On 24.01.23 17:44, Christoph Hellwig wrote: > On Tue, Jan 24, 2023 at 03:03:53PM +0000, David Howells wrote: >> Christoph Hellwig <hch@infradead.org> wrote: >> >>> It can't. Per your latest branch: >> >> Yes it can. Patch 6: > > This never involves the cleanup mode as input. And as I pointed out > in the other mail, there is no need for the FOLL_ flags on the > cleanup side. You can just check the bio flag in bio_release_apges > and call either put_page or unpin_user_page on that. The direct > callers of bio_release_page never mix them pin and get cases anyway. > Let me find some time to code this up if it's easier to understand > that way. In case this series gets resend (which I assume), it would be great to CC linux-mm on the whole thing.

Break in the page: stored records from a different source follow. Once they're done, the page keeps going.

PR #1690, opened 2020-09-09
Add support for recording a teleconsultation log for the patient - Final

msasikanth:


app/src/test/java/org/simple/clinic/teleconsultlog/teleconsultrecord/screen/TeleconsultRecordEffectHandlerTest.kt
```diff
@@ -164,4 +164,26 @@ class TeleconsultRecordEffectHandlerTest {
...
+
+  @Test
+  fun `when validate teleconsult record effect is received, then check if the teleconsult record exists`() {
+    // given
+    val teleconsultRecordId = UUID.fromString("9b0cf077-ef4a-449a-9588-db115dc7eb7c")
+    val teleconsultRecordWithPrescribedDrugs = TestData.teleconsultRecordWithPrescribedDrugs(
+        teleconsultRecord = TestData.teleconsultRecord(
+            id = teleconsultRecordId
+        ),
+        prescribedDrugs = emptyList()
```
Honey14, line 176: There isn't a case where `teleconsultRecordId` will get stored in the `TeleconsultRecordPrescribedDrug` table without `prescribedDrugs` list in it. We shouldn't have `prescribedDrugs` as emptyList

Honey14 (changes requested):

app/src/test/java/org/simple/clinic/teleconsultlog/teleconsultrecord/screen/TeleconsultRecordEffectHandlerTest.kt
msasikanth: Actually there is, when the record is first created on medical officer device we won't be adding the prescriptions. Those are done in the next screen. Even if we consider the sync resource, the prescriptions will be added back in the patient prescription screen on save.

Honey14: So the record in `TeleconsultRecordPrescribedDrug` will not be created yet, right?

msasikanth: Also, we are not saving directly to `TeleconsultRecordPrescribedDrug` table. It will just get teleconsult record and the prescribed drugs separately.

Honey14: So when the record first is created from `TeleconsultRecordScreen`, `TeleconsultRecordPrescribedDrug` will also have one record with empty prescribedDrug list, correct?

msasikanth: Not really. If you take a look at the [`createTeleconsultRecordForMedicalOfficer`](https://github.com/simpledotorg/simple-android/blob/3efa631202d560b632a10f7814a11865dc78409f/app/src/main/java/org/simple/clinic/teleconsultlog/teleconsultrecord/TeleconsultRecordRepository.kt#L18). We are only creating the teleconsult record and saving it. We are not creating any prescribed drug here, it will be created and saved in the patient prescriptions screen.

Honey14: Ah, got it.

Honey14 (approved):
Looks great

This is the incremental patch. Doesn't do the FOLL_PIN to bool conversion for the extra helper yet, and needs to be folded into the original patches still. diff --git a/block/bio.c b/block/bio.c index 6dc54bf3ed27d4..bd8433f3644fd7 100644 --- a/block/bio.c +++ b/block/bio.c @@ -1170,14 +1170,20 @@ bool bio_add_folio(struct bio *bio, struct folio *folio, size_t len, void __bio_release_pages(struct bio *bio, bool mark_dirty) { - unsigned int gup_flags = bio_to_gup_flags(bio); + bool pinned = bio_flagged(bio, BIO_PAGE_PINNED); + bool reffed = bio_flagged(bio, BIO_PAGE_REFFED); struct bvec_iter_all iter_all; struct bio_vec *bvec; bio_for_each_segment_all(bvec, bio, iter_all) { if (mark_dirty && !PageCompound(bvec->bv_page)) set_page_dirty_lock(bvec->bv_page); - page_put_unpin(bvec->bv_page, gup_flags); + + if (pinned) + unpin_user_page(bvec->bv_page); + /* this can go away once direct-io.c is converted: */ + else if (reffed) + put_page(bvec->bv_page); } } EXPORT_SYMBOL_GPL(__bio_release_pages); diff --git a/block/blk.h b/block/blk.h index 294044d696e09f..a16d4425d2751c 100644 --- a/block/blk.h +++ b/block/blk.h @@ -430,27 +430,19 @@ int bio_add_hw_page(struct request_queue *q, struct bio *bio, */ static inline void bio_set_cleanup_mode(struct bio *bio, struct iov_iter *iter) { - unsigned int cleanup_mode = iov_iter_extract_mode(iter); - - if (cleanup_mode & FOLL_GET) - bio_set_flag(bio, BIO_PAGE_REFFED); - if (cleanup_mode & FOLL_PIN) + if (iov_iter_extract_mode(iter) & FOLL_PIN) bio_set_flag(bio, BIO_PAGE_PINNED); } -static inline unsigned int bio_to_gup_flags(struct bio *bio) -{ - return (bio_flagged(bio, BIO_PAGE_REFFED) ? FOLL_GET : 0) | - (bio_flagged(bio, BIO_PAGE_PINNED) ? FOLL_PIN : 0); -} - /* * Clean up a page appropriately, where the page may be pinned, may have a * ref taken on it or neither. */ static inline void bio_release_page(struct bio *bio, struct page *page) { - page_put_unpin(page, bio_to_gup_flags(bio)); + WARN_ON_ONCE(bio_flagged(bio, BIO_PAGE_REFFED)); + if (bio_flagged(bio, BIO_PAGE_PINNED)) + unpin_user_page(page); } struct request_queue *blk_alloc_queue(int node_id);
Christoph Hellwig <hch@infradead.org> wrote:
> + WARN_ON_ONCE(bio_flagged(bio, BIO_PAGE_REFFED));
It's still set by fs/direct-io.c.
David
David Hildenbrand <david@redhat.com> wrote: > In case this series gets resend (which I assume), it would be great to CC > linux-mm on the whole thing. v9 is already posted, but I hadn't added linux-mm to it. I dropped all the bits that touched the mm side of things. David
On Tue, Jan 24, 2023 at 06:37:17PM +0000, David Howells wrote: > Christoph Hellwig <hch@infradead.org> wrote: > > > + WARN_ON_ONCE(bio_flagged(bio, BIO_PAGE_REFFED)); > > It's still set by fs/direct-io.c. But that should never end up in bio_release_page, only bio_release_pages.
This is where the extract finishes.